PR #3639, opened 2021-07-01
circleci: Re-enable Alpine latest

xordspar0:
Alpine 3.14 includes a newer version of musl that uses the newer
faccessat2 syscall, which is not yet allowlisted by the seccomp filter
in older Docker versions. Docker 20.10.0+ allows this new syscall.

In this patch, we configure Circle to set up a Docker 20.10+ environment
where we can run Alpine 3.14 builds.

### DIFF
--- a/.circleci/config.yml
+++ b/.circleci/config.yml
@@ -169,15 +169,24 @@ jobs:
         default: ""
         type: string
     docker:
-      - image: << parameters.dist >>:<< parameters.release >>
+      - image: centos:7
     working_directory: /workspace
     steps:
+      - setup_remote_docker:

= = = = = = =

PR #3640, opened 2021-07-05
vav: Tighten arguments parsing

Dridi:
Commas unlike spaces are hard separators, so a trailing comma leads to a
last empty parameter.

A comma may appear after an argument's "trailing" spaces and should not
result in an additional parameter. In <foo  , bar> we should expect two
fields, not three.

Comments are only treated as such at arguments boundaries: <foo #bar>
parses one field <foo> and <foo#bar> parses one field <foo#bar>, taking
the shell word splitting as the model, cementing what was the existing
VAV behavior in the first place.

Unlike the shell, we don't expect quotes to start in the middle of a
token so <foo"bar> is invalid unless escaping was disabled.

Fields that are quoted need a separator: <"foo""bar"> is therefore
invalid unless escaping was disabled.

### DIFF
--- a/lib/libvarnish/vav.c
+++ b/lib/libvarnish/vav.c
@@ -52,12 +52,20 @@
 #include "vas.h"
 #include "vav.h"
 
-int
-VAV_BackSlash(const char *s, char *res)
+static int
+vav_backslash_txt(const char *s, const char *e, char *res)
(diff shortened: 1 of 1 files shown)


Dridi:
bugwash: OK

= = = = = = =

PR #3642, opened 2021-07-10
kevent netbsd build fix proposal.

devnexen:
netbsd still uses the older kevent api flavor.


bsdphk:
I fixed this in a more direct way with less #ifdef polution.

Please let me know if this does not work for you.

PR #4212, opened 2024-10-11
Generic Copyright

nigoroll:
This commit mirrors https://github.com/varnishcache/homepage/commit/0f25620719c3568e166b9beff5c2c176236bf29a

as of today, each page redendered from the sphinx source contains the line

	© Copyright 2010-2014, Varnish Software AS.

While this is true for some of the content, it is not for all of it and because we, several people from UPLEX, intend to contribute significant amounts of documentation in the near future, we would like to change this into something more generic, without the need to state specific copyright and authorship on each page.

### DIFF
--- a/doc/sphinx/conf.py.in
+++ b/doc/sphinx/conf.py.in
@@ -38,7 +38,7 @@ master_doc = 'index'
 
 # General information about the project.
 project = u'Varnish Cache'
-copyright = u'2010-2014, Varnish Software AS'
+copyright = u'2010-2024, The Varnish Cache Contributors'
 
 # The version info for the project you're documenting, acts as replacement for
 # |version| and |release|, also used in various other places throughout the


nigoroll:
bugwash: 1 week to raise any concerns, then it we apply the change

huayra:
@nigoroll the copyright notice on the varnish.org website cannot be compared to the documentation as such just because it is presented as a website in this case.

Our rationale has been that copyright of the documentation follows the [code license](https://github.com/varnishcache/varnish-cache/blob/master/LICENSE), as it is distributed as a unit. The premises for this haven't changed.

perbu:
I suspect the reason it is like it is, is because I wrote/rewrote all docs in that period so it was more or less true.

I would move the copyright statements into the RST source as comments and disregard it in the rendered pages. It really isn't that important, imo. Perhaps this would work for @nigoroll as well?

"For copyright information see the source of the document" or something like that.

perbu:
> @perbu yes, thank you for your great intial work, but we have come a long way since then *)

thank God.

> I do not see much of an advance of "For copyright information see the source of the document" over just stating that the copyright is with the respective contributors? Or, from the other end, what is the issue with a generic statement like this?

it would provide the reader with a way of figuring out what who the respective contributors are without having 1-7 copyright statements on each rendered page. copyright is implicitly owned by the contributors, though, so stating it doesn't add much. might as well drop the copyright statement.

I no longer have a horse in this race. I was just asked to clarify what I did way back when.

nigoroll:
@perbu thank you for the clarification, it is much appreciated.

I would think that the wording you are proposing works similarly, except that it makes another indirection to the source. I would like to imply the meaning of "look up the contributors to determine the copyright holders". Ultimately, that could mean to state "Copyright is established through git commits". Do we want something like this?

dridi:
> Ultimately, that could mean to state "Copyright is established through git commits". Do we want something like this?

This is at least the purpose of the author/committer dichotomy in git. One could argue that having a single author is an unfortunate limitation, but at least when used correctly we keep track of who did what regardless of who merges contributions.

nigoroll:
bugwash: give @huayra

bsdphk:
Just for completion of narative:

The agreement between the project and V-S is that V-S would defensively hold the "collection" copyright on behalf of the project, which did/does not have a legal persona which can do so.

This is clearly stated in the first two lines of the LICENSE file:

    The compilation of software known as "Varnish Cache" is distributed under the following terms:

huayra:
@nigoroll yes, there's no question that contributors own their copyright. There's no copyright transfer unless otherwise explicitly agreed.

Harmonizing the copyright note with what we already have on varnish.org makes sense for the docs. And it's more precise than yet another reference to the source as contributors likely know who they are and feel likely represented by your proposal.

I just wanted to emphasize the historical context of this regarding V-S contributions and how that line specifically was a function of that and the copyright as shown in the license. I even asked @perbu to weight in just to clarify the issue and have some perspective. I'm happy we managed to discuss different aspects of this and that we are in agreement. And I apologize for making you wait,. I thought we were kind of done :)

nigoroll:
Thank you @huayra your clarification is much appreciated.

= = = = = = =

Problem description: Look back at the entries above. Retype the line with "PR #3639, opened 2021-07-01", the line with "in older Docker", and all lines in between.

Finished exercise:
PR #3639, opened 2021-07-01
circleci: Re-enable Alpine latest

xordspar0:
Alpine 3.14 includes a newer version of musl that uses the newer
faccessat2 syscall, which is not yet allowlisted by the seccomp filter
in older Docker versions. Docker 20.10.0+ allows this new syscall.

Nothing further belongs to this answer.